Exercise directions:
The word "href" marks the lines you need; copy each of them from the data.

+-------+

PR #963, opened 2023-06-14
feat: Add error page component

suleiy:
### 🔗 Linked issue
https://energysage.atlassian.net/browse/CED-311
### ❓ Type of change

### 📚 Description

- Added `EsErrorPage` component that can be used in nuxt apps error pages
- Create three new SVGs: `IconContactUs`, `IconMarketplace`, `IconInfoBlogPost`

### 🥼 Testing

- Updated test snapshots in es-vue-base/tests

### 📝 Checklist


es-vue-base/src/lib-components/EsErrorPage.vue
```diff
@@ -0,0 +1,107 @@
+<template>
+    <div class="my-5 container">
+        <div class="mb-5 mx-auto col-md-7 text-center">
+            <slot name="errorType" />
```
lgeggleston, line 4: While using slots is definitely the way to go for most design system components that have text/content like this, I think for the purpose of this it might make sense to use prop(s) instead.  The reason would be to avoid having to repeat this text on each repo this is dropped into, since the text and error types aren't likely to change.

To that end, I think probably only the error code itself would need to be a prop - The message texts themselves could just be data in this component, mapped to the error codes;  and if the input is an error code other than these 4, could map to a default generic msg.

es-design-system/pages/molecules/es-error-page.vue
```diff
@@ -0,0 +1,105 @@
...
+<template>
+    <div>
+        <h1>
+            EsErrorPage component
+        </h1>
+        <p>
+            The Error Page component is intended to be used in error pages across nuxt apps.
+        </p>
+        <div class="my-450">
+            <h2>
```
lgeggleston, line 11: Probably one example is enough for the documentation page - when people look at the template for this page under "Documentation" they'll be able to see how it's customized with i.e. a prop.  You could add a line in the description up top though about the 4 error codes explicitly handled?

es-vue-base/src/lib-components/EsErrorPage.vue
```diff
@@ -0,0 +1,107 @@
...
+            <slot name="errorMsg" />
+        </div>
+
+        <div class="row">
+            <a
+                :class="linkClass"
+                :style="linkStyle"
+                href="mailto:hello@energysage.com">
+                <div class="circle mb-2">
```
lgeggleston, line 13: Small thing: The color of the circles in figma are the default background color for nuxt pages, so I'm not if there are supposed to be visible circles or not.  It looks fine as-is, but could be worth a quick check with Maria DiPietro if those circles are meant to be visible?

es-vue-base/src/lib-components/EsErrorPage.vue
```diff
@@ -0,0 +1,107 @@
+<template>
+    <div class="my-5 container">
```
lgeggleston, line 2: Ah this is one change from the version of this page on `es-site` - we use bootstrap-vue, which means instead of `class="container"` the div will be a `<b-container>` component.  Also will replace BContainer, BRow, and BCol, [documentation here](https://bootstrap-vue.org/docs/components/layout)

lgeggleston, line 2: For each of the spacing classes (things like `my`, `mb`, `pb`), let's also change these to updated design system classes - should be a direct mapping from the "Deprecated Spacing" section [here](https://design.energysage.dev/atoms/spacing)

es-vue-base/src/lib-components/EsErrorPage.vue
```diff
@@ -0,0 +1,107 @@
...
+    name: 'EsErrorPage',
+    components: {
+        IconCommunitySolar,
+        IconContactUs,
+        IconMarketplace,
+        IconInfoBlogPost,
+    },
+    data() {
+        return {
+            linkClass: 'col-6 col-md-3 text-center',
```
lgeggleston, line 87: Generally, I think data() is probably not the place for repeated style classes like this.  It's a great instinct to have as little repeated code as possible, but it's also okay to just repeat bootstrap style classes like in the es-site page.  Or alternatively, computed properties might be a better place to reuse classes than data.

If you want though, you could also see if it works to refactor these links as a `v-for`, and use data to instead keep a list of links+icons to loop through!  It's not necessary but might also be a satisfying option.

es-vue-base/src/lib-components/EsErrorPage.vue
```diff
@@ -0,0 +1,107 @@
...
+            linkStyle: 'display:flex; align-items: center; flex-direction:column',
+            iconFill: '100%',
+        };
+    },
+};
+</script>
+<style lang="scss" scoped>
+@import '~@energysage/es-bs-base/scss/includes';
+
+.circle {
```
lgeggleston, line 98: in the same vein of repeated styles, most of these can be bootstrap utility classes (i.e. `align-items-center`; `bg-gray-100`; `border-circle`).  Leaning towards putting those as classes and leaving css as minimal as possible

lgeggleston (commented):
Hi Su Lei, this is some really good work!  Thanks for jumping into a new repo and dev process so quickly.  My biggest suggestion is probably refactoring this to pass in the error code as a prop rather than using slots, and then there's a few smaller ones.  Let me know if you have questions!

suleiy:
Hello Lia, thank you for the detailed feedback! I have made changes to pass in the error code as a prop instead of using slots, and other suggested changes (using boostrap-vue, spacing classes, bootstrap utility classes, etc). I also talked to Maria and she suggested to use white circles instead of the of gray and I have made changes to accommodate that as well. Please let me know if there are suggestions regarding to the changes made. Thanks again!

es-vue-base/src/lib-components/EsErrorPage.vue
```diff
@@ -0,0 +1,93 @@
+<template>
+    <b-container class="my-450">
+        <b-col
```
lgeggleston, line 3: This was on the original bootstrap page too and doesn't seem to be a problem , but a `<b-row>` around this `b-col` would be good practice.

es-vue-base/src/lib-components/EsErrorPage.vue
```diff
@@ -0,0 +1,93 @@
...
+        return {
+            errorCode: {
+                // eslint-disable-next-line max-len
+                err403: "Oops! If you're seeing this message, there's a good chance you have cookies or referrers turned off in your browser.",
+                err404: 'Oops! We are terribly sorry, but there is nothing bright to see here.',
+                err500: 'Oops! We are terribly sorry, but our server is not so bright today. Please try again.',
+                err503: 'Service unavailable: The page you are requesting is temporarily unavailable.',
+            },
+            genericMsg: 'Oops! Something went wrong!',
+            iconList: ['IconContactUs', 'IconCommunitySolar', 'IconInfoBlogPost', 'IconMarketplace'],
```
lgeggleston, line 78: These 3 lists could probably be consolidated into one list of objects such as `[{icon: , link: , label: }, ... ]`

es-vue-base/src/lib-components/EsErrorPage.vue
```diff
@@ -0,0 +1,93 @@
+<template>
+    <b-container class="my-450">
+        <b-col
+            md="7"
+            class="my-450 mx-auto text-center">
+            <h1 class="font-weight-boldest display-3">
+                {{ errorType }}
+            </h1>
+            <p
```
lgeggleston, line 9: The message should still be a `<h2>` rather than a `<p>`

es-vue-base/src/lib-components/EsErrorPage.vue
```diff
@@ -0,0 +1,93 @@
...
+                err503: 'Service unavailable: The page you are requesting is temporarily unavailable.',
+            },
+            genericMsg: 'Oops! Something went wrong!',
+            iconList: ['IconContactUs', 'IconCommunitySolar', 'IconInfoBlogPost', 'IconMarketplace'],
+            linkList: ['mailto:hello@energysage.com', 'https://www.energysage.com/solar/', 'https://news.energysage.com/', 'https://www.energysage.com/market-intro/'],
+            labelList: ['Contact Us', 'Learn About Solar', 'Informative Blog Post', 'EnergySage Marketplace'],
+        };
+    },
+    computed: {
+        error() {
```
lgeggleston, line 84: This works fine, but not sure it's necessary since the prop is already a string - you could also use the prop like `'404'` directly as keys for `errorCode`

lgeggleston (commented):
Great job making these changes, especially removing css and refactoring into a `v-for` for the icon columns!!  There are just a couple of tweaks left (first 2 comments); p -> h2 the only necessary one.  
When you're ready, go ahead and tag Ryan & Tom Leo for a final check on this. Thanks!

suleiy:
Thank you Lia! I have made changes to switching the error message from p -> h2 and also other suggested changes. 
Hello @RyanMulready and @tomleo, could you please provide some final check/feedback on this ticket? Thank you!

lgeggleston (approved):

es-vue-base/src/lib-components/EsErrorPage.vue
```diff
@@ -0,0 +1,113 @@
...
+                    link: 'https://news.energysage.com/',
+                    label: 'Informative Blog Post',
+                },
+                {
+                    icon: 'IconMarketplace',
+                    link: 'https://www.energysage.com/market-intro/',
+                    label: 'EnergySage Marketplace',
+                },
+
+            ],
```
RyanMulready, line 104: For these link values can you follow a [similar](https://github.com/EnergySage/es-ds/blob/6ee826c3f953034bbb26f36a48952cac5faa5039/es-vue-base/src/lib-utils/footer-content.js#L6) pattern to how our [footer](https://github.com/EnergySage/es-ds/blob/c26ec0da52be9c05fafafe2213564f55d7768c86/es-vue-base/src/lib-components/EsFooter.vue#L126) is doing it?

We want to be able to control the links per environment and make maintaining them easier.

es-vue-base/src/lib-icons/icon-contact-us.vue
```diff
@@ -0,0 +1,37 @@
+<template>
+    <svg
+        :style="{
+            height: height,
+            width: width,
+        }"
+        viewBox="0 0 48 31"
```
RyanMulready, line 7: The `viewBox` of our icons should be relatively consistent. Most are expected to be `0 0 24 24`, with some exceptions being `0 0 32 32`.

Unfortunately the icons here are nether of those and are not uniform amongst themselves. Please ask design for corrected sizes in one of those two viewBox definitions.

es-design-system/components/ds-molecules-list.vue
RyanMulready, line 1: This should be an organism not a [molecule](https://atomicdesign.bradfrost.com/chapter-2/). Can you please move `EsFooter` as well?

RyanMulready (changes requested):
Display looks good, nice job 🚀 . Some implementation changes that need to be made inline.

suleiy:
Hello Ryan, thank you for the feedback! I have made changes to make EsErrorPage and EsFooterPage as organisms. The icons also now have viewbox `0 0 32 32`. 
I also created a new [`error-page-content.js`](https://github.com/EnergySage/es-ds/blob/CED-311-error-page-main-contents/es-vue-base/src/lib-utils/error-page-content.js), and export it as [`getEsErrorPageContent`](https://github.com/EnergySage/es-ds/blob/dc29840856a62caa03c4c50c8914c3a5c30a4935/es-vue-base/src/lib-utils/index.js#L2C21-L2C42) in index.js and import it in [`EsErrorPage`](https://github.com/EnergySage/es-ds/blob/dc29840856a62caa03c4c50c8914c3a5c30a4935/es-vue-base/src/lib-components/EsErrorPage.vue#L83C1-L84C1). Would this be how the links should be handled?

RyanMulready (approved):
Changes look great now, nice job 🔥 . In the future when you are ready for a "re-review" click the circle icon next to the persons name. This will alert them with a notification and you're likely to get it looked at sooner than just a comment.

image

+-------+

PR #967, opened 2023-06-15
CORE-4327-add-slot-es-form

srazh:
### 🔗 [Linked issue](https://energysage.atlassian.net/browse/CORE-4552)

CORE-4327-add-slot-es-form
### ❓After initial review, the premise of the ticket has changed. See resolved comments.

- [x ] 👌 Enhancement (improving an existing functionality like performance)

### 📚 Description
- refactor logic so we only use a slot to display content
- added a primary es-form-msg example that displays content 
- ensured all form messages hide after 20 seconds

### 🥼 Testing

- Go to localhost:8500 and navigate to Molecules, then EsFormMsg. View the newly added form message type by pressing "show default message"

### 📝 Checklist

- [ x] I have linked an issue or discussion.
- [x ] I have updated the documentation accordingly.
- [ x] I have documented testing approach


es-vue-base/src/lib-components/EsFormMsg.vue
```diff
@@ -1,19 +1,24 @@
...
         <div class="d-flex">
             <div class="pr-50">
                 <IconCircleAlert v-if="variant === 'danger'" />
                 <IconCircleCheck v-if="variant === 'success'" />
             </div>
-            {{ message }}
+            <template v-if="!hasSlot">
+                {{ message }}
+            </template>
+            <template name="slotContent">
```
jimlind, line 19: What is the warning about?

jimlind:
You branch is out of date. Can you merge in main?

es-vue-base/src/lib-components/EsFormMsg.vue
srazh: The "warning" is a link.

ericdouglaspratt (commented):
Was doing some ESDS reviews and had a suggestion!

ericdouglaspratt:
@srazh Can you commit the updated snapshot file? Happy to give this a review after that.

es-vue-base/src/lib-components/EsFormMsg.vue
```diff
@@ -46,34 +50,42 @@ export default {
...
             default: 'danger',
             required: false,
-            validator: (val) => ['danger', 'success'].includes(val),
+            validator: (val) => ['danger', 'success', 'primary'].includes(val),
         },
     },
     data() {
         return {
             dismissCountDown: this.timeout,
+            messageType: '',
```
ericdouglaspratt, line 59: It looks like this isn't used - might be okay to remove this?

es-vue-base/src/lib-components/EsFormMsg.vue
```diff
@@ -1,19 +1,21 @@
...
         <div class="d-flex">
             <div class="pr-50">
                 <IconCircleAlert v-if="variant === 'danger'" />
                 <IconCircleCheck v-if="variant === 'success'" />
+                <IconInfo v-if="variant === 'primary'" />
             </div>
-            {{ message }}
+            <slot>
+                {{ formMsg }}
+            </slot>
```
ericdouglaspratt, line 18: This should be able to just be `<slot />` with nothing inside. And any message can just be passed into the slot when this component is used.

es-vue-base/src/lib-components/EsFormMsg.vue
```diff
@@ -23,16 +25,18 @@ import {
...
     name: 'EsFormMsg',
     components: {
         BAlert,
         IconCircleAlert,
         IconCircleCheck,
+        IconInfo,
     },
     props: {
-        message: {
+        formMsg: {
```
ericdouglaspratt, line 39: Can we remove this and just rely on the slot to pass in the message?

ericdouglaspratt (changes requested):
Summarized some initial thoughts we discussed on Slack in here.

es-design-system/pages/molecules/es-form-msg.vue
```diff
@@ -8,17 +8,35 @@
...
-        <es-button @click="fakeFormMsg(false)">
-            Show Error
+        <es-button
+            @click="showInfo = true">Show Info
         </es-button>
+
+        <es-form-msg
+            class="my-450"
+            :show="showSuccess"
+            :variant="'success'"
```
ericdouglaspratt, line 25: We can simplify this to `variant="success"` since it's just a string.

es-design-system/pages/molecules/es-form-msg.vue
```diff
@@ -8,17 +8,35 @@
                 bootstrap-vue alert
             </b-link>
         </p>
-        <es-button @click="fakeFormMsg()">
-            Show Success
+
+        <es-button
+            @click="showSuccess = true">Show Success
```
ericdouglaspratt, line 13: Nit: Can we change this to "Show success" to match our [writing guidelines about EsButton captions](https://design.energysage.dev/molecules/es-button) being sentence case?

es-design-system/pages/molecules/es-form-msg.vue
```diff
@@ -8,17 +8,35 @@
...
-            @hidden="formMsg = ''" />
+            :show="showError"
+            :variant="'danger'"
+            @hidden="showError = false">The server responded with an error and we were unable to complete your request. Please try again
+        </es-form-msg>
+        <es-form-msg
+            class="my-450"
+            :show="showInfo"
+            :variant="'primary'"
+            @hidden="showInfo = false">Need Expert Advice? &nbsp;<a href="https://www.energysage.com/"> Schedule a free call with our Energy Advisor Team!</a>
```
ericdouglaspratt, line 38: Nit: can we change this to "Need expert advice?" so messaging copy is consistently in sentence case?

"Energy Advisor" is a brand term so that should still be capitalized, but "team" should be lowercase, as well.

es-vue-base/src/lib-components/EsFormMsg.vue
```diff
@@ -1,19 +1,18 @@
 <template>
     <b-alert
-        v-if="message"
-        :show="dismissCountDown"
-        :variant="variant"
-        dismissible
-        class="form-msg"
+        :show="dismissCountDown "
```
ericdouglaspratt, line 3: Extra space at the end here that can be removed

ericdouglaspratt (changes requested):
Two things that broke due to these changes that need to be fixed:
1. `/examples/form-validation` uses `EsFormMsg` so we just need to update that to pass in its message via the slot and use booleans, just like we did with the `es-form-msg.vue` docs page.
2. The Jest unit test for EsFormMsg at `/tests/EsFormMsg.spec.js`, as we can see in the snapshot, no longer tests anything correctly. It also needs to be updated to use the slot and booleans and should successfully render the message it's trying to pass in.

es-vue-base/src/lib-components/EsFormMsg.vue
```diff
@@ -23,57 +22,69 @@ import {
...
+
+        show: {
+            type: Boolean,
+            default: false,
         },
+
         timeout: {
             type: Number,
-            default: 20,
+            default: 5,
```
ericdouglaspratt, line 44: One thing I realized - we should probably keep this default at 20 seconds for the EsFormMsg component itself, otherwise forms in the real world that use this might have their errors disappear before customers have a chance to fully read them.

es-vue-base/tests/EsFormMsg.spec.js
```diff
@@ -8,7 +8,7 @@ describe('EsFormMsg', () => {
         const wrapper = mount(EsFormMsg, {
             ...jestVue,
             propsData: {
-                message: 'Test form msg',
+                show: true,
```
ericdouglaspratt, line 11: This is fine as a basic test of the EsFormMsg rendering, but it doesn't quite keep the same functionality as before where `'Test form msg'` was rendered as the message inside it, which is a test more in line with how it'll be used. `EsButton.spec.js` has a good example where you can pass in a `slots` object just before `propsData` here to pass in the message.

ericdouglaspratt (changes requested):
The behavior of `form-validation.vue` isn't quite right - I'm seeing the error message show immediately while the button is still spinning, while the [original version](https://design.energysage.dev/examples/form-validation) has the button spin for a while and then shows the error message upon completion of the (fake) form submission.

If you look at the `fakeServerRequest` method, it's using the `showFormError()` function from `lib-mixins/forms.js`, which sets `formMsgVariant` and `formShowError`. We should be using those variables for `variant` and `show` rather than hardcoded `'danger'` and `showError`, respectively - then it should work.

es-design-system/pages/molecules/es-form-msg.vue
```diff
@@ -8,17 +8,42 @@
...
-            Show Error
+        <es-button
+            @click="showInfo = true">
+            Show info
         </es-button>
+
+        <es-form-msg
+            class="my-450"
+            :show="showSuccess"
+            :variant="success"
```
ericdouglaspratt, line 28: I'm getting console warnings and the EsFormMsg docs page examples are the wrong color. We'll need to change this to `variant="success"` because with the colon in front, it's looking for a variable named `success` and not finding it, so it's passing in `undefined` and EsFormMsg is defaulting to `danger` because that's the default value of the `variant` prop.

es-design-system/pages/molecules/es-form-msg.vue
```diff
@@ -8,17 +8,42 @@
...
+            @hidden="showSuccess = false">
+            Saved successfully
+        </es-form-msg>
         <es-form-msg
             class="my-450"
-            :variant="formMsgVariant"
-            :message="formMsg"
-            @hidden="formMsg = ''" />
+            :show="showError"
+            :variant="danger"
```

+-------+

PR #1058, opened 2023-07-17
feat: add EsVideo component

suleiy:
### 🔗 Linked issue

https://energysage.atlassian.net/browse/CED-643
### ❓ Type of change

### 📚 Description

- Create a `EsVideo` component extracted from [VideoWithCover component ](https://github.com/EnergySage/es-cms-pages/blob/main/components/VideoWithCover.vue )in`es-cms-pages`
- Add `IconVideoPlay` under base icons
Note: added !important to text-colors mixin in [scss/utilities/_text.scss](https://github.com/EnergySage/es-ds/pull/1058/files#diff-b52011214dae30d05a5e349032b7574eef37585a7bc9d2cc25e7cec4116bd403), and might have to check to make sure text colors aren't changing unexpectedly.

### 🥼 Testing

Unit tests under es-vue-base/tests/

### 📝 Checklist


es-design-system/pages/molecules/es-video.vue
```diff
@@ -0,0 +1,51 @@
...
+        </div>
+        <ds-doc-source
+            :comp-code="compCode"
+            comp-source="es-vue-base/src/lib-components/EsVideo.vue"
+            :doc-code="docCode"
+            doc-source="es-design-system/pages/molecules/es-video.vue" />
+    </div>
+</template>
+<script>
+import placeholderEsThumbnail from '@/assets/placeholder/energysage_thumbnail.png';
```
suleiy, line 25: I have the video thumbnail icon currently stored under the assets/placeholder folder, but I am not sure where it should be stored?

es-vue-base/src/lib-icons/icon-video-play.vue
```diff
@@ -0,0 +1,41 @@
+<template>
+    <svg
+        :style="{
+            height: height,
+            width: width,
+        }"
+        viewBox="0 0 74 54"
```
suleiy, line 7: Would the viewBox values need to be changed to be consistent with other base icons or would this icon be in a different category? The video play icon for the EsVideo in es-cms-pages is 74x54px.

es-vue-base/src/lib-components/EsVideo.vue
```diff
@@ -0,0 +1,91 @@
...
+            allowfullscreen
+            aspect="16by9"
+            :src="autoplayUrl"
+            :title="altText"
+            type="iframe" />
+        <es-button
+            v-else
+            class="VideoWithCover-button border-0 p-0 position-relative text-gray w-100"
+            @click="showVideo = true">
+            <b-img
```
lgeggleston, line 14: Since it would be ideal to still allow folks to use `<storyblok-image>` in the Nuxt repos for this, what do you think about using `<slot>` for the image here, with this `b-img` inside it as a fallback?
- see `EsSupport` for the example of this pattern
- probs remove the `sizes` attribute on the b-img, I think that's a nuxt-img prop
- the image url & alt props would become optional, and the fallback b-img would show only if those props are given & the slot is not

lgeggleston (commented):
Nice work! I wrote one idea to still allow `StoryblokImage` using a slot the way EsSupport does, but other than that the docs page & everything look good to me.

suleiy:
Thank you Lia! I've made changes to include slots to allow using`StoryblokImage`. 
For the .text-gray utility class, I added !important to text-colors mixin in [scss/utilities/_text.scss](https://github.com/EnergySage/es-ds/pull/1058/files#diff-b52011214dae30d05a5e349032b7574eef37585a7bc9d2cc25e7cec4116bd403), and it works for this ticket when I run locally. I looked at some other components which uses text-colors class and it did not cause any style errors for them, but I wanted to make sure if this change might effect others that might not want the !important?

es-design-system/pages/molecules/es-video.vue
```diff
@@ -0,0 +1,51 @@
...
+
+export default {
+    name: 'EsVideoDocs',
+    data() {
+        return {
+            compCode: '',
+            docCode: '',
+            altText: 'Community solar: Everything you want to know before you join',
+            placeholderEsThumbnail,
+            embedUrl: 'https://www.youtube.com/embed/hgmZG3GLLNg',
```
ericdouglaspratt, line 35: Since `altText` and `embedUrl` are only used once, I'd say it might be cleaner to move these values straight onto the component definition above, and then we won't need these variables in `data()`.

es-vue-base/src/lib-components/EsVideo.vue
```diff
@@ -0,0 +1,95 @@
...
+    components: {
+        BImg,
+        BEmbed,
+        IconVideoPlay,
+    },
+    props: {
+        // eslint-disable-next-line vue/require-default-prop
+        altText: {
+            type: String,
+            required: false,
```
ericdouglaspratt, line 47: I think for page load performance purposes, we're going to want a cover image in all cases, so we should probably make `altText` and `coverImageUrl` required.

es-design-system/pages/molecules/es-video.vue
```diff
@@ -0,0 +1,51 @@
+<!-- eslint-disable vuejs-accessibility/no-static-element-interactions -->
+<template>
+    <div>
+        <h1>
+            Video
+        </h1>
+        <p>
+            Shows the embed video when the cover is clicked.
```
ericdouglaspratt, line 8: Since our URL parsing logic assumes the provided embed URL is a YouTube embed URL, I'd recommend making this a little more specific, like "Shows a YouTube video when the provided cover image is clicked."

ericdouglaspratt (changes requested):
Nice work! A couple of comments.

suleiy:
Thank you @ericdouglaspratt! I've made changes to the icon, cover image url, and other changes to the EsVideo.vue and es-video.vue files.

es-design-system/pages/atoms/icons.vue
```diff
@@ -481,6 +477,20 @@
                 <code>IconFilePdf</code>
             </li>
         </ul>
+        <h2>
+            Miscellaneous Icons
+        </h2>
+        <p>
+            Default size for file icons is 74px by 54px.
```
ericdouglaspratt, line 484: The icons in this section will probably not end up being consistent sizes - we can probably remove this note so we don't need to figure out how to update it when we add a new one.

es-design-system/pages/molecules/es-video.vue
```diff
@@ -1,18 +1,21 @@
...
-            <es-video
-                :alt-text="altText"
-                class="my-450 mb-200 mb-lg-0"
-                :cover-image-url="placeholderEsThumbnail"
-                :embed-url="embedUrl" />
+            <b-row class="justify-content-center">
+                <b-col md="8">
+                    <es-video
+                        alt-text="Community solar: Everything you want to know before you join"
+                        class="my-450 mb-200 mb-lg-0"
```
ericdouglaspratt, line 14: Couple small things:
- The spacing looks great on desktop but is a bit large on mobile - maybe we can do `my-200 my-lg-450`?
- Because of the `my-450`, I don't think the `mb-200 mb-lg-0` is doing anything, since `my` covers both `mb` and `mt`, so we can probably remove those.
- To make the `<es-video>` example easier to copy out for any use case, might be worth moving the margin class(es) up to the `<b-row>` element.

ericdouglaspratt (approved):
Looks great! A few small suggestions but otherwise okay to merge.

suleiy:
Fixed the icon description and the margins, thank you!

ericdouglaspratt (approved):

+-------+

Solved problem:
+                href="mailto:hello@energysage.com">
+            @hidden="showInfo = false">Need Expert Advice? &nbsp;<a href="https://www.energysage.com/"> Schedule a free call with our Energy Advisor Team!</a>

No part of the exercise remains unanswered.